WORK REQUIRED: In the listing below, a line holding "- restores copy functionality to agentHash" and a line holding "let happName, hash, nickname, messageText" mark the range. Retype both exactly, with all lines between them.

***** SOURCE MATERIAL *****

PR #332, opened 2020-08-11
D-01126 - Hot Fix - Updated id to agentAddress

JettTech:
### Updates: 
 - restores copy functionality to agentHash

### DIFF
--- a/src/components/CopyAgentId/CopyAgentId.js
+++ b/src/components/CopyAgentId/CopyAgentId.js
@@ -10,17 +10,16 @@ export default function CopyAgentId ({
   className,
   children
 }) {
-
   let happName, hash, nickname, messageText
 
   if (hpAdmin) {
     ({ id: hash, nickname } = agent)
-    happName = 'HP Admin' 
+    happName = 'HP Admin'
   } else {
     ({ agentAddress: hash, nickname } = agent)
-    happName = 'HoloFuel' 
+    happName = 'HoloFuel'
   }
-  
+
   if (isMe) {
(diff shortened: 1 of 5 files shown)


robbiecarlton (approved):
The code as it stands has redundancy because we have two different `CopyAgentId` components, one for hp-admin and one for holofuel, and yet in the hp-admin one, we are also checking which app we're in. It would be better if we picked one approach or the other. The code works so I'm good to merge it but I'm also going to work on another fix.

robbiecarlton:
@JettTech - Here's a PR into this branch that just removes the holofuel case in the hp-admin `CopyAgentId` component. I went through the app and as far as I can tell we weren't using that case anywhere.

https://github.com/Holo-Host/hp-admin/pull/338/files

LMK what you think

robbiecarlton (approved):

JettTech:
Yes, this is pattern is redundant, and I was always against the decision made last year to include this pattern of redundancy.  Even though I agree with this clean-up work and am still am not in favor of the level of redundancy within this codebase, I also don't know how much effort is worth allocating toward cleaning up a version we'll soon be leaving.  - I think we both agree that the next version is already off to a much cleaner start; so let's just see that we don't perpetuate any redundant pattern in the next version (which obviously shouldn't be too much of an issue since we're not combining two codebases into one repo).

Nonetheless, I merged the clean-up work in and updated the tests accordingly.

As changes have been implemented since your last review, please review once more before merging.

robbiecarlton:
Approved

*****
***** SOURCE MATERIAL *****

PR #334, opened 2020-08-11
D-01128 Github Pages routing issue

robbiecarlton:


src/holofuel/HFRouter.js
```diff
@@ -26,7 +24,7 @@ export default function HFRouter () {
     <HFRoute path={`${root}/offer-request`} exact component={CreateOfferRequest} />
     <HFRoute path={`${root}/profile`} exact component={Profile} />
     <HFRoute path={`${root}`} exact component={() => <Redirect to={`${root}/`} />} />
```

*****

OUTPUT:
 - restores copy functionality to agentHash

### DIFF
--- a/src/components/CopyAgentId/CopyAgentId.js
+++ b/src/components/CopyAgentId/CopyAgentId.js
@@ -10,17 +10,16 @@ export default function CopyAgentId ({
   className,
   children
 }) {
-
   let happName, hash, nickname, messageText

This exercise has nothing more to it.